His colleagues are also feeling the strain to the point that some have stopped working temporarily for relief. Some are even considering early retirement or leaving the field altogether.

Petrosyan sat with Morning Edition‘s Michel Martin to discuss his experience as someone who regularly witnesses the effects of gun violence on U.S. youth as part of our ongoing series, We, The Voters.

This interview has been edited for length and clarity. Michel Martin: Little kids aren’t — they’re not supposed to be injured.

Mikael Petrosyan: They’re not supposed to be injured. A lot of times they are bystanders. Most of the time they’re innocent bystanders, 99.9% of the time. I’m not a politician, but we have to do better than what we have right now. It’s not stable. It’s not right. There’s something we’re not doing right.

Martin: Most people don’t go into pediatrics thinking we’re going to be treating gun violence. I mean, it’s just I think that’s fair to say, right?

Petrosyan: Correct.

Martin: So, can you just talk about how it affects you and the people you work with, your colleagues, the nurses, the staff, the other doctors?

Petrosyan: It does affect us, operating on kids. It’s a job that comes with stress. I have three young kids and I go home every day, and I worry about this every day. And I text my wife, ‘Are they OK? Was the school OK?’ It doesn’t matter where you live. Every day I think about it. I drive here every day, I think about it. So, these are things that will never leave me. I wish it did. And it causes stress on everyone. People think you’re a surgeon, you’re tough, but there’s a lot of things associated with it.

Martin: Is there something you particularly want people to know who don’t see what you see?

Petrosyan: People have to understand that we created this problem. It wasn’t there before. We’ve created it. So we have to do something, not just lock the guns. It’s not just that. It’s education. It’s community involvement. It’s improving the socioeconomic status of people, communities. We have to do better as Americans, as everyone, as a family.
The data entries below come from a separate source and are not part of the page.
PR #127, opened 2026-04-08
Resume sub-Claude sessions for incomplete tasks (closes #126)

### LINKED ISSUE #126: Resume sub-Claude sessions for incomplete tasks instead of restarting
When sub-Claude produces no commits after a session, the worker currently starts a fresh session on retry. This loses all the research and planning work from the previous session. Additionally, the worker doesn't retry immediately — it cycles through the full run() flow and may go idle.

### 1. Retry immediately
When a task produces no commits, retry immediately in the same `execute_task` call — don't cycle through the full worker loop.

### 2. Resume instead of restart
On retry, resume the previous session (`claude --resume <session_id>`) instead of starting fresh. Sub-Claude keeps its context and can continue where it left off.

### 3. No artificial time/context limits
Sub-Claude should be allowed to run as long as it needs. Big tasks (e.g. refactoring all REST endpoints for pagination) require reading the full codebase before making changes — that's expected, not stuck.

### 4. Detect stuck vs still working
Distinguish between:
- **Still working**: Claude made tool calls (Read, Grep, etc.) but no edits yet — resume and let it continue
- **Actually stuck**: Claude produced no output, errored, or repeated the same actions — then escalate or skip

The worker should only give up after detecting genuine stuckness, not after a single session with no commits.

FidoCanCode:
When sub-Claude runs out of context mid-research, we now resume the same session instead of starting from scratch — no more losing all that reading and planning work! Also swapped subprocess.run for streaming Popen with a 30-minute idle timeout, so stuck sessions get killed instead of hanging forever.

Fixes #126.

---

## Work queue

- [x] Resume sub-Claude sessions for incomplete tasks with idle-timeout detection
</details>

### DIFF
--- a/kennel/worker.py
+++ b/kennel/worker.py
@@ -1171,30 +1171,25 @@ class Worker:
         log.info("task done (session=%s)", session_id)
         head_after = self._git(["rev-parse", "HEAD"]).stdout.strip()
 
-        # Retry loop: resume session if no commits but Claude was still working
-        max_retries = 5
-        for attempt in range(max_retries):
-            if head_before != head_after:
-                break
-            if not session_id or not claude.session_was_active(output):
-                log.warning("task produced no commits and no output — giving up")
-                return True
-            log.info(
-                "task produced no commits but was still working — resuming "
-                "(attempt %d/%d)",
-                attempt + 1,
-                max_retries,
-            )
-            session_id, output = claude_run(fido_dir, session_id=session_id)
+        # Resume loop: let Claude cook until commits appear
+        attempt = 0
+        while head_before == head_after:
+            attempt += 1
+            if session_id:
+                log.info(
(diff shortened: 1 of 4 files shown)


kennel/worker.py
```diff
@@ -1167,12 +1167,35 @@ def execute_task(
         )
         build_prompt(fido_dir, "task", context)
         head_before = self._git(["rev-parse", "HEAD"]).stdout.strip()
-        session_id, _ = claude_run(fido_dir)
+        session_id, output = claude_run(fido_dir)
         log.info("task done (session=%s)", session_id)
         head_after = self._git(["rev-parse", "HEAD"]).stdout.strip()
+
+        # Retry loop: resume session if no commits but Claude was still working
+        max_retries = 5
```
rhencke: Let him cook as long as he wants.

When you lose a child on an operating table in an emergency room, it’s devastating. You can’t even talk or eat or do anything, many days. It’s devastating, and I wouldn’t want to wish on anyone. And imagine, as a parent, losing a child. How can you say to the parent that you lost their child? It’s one of the most difficult things I’ve done in my career. It’s when you go out there after the trauma resuscitation or an operation, and tell the parents, I’m sorry I couldn’t save your child. It wasn’t me that caused it, but I feel the responsibility that I wasn’t able to save.

Martin: Can I ask you if you’ve ever thought about it? If you’ve ever thought, ‘I can’t, I can’t do it. This has to stop?’

Petrosyan: Not yet. But it’s getting there.